### Problem description
In the following listing, find the lines containing "explored" and report them.

### Records for this task
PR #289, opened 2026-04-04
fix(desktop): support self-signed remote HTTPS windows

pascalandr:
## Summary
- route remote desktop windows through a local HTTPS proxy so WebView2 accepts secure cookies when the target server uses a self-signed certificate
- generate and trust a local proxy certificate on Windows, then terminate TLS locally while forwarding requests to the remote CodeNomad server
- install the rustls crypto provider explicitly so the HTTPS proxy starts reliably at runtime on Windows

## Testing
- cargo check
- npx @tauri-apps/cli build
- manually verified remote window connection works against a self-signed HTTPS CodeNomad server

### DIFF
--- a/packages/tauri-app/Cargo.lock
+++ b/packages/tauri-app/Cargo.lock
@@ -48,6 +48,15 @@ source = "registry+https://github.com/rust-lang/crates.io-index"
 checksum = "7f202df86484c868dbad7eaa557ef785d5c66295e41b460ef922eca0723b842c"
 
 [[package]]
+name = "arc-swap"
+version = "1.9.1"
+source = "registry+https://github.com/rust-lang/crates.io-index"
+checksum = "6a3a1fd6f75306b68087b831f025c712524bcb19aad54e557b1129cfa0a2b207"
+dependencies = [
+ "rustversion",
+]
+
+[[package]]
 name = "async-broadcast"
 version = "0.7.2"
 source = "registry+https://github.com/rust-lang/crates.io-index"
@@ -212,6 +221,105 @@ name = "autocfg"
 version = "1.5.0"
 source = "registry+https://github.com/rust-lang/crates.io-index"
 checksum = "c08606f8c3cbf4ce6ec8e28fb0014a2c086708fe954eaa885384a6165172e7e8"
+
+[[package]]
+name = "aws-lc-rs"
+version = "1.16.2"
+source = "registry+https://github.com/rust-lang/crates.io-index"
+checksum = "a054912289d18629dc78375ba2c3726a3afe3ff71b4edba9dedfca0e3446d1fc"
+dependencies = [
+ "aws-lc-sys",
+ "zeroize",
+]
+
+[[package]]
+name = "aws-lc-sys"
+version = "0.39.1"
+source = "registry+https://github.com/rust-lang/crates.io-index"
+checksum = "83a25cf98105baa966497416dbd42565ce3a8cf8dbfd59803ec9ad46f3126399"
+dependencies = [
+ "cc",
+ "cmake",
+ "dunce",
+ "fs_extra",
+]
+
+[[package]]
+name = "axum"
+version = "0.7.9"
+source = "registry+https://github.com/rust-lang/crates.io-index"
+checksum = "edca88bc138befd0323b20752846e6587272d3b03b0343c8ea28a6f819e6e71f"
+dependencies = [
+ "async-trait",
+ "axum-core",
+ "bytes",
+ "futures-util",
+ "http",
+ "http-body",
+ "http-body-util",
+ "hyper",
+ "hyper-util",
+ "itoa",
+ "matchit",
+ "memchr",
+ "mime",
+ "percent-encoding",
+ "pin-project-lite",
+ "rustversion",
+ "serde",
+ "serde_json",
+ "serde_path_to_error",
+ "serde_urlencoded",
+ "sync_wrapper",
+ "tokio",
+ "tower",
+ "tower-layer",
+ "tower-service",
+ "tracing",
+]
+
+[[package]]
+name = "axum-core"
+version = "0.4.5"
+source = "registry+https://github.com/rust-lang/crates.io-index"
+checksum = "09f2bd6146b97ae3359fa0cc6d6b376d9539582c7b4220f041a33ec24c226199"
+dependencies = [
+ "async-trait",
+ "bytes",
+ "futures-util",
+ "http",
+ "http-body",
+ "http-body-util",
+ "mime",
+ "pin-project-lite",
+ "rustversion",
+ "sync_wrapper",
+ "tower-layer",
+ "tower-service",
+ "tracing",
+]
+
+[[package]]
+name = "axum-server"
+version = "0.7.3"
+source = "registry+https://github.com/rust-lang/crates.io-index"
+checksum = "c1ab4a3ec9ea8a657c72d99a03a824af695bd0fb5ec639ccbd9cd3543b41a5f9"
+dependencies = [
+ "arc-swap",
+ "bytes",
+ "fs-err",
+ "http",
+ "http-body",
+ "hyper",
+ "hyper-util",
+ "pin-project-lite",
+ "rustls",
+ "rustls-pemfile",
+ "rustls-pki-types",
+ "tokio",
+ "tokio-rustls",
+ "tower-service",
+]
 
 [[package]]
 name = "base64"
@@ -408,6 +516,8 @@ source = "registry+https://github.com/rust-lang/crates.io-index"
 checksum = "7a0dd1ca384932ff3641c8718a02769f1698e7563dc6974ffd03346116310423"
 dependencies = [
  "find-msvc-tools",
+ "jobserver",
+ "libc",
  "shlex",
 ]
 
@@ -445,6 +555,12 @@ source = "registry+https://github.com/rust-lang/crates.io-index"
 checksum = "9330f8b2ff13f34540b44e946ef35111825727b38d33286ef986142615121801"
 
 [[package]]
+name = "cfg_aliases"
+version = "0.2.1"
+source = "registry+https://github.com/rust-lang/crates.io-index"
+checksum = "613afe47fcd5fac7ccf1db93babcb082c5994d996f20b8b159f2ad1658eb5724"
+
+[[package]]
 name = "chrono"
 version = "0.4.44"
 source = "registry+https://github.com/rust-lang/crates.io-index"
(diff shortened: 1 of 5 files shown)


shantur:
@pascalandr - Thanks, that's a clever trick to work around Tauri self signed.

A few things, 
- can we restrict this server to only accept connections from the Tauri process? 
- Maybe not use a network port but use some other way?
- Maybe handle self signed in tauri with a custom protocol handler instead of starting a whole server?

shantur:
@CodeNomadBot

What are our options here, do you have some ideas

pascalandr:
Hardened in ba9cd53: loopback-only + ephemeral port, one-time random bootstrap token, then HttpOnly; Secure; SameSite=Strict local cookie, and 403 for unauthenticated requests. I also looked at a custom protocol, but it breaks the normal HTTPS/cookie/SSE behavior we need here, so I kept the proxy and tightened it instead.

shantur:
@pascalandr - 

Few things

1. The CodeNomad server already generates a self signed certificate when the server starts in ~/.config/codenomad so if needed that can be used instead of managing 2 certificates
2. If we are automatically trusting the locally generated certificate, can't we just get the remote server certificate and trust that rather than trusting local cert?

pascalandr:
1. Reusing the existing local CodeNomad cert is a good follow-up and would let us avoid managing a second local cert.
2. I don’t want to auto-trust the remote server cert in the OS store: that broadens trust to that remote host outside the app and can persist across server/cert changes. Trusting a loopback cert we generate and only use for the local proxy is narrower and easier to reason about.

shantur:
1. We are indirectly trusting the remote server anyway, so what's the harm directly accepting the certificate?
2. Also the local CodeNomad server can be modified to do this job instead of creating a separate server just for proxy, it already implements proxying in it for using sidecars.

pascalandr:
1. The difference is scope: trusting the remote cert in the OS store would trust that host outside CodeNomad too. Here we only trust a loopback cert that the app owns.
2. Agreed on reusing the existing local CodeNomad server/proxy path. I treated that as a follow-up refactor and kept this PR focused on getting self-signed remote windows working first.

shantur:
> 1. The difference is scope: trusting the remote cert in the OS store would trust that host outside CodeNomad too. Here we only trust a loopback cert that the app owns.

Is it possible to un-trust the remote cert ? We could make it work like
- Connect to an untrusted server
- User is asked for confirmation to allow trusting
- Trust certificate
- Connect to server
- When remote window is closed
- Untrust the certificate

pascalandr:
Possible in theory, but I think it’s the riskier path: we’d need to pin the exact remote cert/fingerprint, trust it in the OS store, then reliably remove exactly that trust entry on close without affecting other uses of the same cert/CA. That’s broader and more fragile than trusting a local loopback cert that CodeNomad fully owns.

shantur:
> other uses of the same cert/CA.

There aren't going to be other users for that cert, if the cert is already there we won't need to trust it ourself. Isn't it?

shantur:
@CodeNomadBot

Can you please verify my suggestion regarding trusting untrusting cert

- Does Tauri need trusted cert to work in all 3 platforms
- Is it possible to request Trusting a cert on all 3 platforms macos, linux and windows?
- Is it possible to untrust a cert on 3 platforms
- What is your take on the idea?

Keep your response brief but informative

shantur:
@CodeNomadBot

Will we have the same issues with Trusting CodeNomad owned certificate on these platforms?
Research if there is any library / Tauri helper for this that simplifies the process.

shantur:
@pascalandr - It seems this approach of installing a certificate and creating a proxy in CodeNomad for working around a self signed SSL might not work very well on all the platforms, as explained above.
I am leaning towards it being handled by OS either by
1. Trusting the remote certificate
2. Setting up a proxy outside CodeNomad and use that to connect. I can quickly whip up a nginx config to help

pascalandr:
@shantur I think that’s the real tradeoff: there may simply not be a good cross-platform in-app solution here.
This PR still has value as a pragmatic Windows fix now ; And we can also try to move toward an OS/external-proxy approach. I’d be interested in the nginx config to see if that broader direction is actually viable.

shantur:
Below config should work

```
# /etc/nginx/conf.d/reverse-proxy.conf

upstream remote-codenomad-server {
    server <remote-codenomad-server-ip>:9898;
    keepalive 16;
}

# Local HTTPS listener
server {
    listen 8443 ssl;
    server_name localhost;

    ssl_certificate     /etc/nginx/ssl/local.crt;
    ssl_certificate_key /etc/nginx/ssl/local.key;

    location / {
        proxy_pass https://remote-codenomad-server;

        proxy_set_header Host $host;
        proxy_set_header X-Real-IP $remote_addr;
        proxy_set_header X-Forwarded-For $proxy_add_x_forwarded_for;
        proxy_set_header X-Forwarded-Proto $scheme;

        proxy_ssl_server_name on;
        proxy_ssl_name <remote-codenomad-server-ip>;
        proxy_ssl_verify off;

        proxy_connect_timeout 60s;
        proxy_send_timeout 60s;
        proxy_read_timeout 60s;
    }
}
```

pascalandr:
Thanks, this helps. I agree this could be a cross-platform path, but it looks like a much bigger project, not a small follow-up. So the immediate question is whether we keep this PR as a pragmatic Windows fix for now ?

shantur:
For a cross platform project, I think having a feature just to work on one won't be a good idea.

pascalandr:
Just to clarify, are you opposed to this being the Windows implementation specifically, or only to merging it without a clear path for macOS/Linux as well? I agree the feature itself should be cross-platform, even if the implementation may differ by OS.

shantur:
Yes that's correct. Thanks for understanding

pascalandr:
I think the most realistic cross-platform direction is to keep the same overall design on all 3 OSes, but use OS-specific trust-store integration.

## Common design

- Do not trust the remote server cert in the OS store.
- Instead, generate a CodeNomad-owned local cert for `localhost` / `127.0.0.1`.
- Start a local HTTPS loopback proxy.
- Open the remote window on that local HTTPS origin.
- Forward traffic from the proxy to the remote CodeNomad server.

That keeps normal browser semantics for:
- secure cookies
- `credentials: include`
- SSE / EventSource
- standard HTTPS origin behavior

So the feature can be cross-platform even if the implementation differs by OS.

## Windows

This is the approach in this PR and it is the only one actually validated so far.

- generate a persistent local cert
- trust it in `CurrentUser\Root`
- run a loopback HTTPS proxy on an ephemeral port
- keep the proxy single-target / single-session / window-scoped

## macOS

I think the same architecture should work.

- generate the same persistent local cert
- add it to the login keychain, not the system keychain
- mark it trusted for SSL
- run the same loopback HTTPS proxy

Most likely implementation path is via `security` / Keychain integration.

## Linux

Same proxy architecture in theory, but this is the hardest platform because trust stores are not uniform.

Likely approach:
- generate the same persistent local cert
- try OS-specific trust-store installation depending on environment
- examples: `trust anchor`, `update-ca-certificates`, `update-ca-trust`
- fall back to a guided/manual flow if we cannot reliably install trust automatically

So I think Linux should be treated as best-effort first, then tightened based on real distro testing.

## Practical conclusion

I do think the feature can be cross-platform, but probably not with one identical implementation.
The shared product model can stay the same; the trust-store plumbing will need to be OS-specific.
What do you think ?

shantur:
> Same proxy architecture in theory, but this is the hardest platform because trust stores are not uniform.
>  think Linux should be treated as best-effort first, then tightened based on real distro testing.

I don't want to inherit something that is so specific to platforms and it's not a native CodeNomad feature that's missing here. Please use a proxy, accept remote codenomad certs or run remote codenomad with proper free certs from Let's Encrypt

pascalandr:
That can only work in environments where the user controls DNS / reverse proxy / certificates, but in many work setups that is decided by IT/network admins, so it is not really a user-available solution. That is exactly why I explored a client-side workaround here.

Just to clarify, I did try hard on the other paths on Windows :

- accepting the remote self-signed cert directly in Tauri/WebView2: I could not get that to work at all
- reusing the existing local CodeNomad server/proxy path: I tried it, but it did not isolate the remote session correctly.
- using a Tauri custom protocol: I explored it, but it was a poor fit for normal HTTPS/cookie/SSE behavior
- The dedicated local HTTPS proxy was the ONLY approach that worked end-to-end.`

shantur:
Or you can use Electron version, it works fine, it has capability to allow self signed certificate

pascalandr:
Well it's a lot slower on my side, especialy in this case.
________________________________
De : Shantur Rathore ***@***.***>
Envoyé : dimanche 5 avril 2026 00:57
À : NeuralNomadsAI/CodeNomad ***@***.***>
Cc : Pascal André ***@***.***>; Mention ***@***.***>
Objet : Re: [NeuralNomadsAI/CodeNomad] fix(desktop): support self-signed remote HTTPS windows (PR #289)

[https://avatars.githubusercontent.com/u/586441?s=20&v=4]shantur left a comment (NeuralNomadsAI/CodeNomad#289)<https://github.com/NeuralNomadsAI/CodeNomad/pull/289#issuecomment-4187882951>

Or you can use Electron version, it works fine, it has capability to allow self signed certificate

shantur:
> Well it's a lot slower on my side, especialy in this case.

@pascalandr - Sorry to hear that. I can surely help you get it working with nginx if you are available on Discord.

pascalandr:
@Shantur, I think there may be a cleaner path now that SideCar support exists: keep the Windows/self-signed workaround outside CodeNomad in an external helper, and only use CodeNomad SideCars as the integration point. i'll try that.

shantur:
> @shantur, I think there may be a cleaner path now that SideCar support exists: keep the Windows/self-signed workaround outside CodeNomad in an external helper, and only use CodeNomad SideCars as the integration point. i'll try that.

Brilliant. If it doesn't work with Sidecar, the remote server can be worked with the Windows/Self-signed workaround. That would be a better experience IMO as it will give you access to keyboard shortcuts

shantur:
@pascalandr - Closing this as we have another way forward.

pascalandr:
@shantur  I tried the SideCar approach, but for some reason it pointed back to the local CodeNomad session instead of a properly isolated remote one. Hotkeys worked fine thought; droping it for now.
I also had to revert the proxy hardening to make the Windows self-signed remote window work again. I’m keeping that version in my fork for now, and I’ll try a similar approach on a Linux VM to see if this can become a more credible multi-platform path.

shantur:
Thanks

### Result
That can only work in environments where the user controls DNS / reverse proxy / certificates, but in many work setups that is decided by IT/network admins, so it is not really a user-available solution. That is exactly why I explored a client-side workaround here.
- using a Tauri custom protocol: I explored it, but it was a poor fit for normal HTTPS/cookie/SSE behavior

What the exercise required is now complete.